PROBLEM REQUIREMENTS.
Output the data below line for line, exactly, up to and including the line where "tfoote: This is" appears.

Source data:
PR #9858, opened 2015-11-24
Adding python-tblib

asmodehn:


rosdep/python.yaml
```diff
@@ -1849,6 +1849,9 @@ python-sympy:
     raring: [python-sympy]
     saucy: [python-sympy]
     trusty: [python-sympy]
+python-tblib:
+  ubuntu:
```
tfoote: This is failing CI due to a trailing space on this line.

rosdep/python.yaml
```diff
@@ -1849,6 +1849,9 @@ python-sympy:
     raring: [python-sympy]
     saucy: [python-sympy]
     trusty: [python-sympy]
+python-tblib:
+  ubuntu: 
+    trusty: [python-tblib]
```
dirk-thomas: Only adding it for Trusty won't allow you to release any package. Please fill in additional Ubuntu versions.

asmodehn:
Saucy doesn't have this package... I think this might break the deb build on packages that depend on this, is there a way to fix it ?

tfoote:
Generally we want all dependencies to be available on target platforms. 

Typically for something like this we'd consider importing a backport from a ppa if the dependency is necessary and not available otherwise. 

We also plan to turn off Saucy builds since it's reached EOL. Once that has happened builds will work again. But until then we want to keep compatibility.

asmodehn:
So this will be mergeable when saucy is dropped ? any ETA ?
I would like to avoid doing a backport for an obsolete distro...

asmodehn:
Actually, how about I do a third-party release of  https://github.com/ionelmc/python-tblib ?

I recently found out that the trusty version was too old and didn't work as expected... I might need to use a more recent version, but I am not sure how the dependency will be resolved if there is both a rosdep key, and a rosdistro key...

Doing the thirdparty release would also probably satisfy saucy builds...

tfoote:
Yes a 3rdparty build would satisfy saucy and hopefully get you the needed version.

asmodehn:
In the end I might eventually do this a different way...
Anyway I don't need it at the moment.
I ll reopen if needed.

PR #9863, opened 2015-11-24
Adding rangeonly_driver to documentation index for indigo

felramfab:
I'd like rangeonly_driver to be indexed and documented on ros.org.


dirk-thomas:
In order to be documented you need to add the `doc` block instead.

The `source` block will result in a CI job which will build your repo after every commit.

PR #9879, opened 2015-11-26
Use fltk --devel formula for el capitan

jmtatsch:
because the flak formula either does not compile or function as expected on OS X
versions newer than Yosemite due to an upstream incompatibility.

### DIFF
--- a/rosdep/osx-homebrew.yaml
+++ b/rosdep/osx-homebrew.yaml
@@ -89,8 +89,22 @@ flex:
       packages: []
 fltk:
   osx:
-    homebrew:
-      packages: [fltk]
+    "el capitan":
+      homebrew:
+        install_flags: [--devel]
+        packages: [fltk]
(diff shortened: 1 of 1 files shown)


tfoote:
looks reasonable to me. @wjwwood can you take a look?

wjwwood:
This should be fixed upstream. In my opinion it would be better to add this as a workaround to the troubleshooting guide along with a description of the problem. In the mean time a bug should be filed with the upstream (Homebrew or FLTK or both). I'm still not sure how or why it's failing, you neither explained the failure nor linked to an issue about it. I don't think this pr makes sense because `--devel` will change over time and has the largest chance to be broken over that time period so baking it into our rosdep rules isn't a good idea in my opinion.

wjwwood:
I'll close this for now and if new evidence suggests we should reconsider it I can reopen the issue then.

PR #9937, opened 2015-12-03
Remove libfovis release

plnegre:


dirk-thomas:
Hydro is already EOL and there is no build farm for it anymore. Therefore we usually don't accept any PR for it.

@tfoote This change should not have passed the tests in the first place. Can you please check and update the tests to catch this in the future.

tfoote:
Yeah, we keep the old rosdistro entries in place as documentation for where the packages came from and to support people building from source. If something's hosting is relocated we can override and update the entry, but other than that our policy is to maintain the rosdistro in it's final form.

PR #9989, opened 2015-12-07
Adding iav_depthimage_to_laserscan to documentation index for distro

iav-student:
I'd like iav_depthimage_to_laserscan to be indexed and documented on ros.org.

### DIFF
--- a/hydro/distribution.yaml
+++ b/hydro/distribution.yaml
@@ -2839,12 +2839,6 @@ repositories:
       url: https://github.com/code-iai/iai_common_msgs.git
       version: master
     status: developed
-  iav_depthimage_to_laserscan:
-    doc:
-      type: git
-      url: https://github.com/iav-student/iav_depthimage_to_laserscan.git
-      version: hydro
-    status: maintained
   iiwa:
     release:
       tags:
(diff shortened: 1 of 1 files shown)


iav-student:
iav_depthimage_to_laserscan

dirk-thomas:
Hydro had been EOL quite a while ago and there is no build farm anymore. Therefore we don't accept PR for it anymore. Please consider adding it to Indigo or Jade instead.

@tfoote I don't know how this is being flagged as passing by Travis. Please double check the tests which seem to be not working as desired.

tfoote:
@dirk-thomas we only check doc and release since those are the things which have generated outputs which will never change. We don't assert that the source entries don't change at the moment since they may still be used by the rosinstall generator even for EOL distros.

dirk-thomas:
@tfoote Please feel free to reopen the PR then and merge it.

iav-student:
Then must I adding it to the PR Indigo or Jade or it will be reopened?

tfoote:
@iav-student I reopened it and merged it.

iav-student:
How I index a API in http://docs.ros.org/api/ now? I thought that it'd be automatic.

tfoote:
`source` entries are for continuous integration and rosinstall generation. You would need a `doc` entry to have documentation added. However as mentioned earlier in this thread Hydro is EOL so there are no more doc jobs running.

COMPLETED TASK.
PR #9858, opened 2015-11-24
Adding python-tblib

asmodehn:


rosdep/python.yaml
```diff
@@ -1849,6 +1849,9 @@ python-sympy:
     raring: [python-sympy]
     saucy: [python-sympy]
     trusty: [python-sympy]
+python-tblib:
+  ubuntu:
```
tfoote: This is failing CI due to a trailing space on this line.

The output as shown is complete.